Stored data
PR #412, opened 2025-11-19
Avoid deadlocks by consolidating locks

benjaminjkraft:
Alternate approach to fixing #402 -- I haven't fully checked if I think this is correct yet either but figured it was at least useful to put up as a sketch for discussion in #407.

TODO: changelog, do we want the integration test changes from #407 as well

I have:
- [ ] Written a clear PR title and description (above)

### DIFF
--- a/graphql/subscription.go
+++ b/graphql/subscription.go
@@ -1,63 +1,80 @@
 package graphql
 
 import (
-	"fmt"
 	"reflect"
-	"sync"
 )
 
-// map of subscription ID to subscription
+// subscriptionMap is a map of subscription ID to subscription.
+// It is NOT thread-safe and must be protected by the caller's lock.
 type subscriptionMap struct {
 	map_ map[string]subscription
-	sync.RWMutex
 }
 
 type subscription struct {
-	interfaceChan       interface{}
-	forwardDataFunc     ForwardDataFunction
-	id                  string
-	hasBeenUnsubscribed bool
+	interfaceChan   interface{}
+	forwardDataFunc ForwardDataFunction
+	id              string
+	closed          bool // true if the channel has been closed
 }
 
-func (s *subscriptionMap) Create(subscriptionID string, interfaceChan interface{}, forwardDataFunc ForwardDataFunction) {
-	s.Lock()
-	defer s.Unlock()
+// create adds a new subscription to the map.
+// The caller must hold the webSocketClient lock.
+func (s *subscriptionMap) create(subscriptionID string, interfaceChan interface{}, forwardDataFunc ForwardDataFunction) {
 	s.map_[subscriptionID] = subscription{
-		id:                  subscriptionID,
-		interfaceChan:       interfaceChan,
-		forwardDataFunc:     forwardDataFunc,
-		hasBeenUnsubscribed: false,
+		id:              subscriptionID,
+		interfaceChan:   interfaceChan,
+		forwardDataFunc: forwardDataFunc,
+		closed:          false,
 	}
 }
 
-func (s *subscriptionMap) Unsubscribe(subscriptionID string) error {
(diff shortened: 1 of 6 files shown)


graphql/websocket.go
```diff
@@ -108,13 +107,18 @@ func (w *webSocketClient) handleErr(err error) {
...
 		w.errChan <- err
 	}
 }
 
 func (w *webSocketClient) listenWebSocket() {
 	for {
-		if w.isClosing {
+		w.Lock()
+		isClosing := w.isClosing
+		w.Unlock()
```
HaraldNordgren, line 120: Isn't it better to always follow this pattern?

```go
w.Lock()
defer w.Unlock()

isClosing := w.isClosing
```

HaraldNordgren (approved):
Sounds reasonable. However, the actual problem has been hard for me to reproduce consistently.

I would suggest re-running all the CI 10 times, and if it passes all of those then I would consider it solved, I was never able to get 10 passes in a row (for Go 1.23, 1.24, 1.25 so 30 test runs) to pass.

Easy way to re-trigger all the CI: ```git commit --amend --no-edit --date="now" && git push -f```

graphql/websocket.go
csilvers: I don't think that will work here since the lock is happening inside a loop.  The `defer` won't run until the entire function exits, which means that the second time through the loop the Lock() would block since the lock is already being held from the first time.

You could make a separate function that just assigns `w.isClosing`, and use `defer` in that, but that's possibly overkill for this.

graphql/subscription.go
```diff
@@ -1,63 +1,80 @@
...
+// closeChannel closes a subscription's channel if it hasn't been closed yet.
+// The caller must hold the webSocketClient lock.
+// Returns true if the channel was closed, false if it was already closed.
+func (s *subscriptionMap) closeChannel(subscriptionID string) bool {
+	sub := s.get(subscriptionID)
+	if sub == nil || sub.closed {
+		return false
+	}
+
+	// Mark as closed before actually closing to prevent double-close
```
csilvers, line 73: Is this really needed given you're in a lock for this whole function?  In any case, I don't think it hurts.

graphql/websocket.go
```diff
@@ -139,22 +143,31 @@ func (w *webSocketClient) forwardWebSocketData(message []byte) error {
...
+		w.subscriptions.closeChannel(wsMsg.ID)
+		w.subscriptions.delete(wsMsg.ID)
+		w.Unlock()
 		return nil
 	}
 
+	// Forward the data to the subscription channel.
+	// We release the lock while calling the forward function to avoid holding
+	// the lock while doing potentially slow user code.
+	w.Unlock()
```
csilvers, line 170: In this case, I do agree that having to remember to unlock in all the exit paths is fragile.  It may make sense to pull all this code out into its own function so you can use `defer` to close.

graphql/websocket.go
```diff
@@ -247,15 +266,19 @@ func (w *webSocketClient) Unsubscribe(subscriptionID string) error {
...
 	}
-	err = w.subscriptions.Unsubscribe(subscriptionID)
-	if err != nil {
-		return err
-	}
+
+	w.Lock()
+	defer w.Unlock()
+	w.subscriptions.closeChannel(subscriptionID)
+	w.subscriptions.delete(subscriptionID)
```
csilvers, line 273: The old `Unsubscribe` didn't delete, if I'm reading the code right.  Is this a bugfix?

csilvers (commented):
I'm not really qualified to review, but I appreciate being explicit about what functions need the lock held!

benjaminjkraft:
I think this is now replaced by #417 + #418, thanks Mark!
* * *
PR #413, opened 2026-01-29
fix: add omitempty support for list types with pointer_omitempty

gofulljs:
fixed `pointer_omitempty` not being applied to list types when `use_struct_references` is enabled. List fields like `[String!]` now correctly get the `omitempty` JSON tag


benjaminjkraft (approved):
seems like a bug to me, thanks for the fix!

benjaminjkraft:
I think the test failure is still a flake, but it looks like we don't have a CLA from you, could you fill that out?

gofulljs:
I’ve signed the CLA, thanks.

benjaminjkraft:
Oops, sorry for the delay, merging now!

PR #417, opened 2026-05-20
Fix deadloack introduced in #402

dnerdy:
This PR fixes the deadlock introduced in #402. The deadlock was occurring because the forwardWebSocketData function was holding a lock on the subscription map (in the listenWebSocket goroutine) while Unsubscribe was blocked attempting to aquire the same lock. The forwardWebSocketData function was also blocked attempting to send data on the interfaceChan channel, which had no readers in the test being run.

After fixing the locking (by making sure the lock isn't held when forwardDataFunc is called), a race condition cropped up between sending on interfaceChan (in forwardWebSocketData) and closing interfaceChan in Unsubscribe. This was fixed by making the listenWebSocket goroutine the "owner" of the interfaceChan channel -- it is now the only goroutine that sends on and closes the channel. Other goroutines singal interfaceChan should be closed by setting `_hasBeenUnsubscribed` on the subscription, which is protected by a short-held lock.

## Task item
Set down only the lines above that fall between the line holding "I think the" and the line holding "This PR fixes", inclusive, keeping each exact.

## Answer to the exercise
I think the test failure is still a flake, but it looks like we don't have a CLA from you, could you fill that out?

gofulljs:
I’ve signed the CLA, thanks.

benjaminjkraft:
Oops, sorry for the delay, merging now!

PR #417, opened 2026-05-20
Fix deadloack introduced in #402

dnerdy:
This PR fixes the deadlock introduced in #402. The deadlock was occurring because the forwardWebSocketData function was holding a lock on the subscription map (in the listenWebSocket goroutine) while Unsubscribe was blocked attempting to aquire the same lock. The forwardWebSocketData function was also blocked attempting to send data on the interfaceChan channel, which had no readers in the test being run.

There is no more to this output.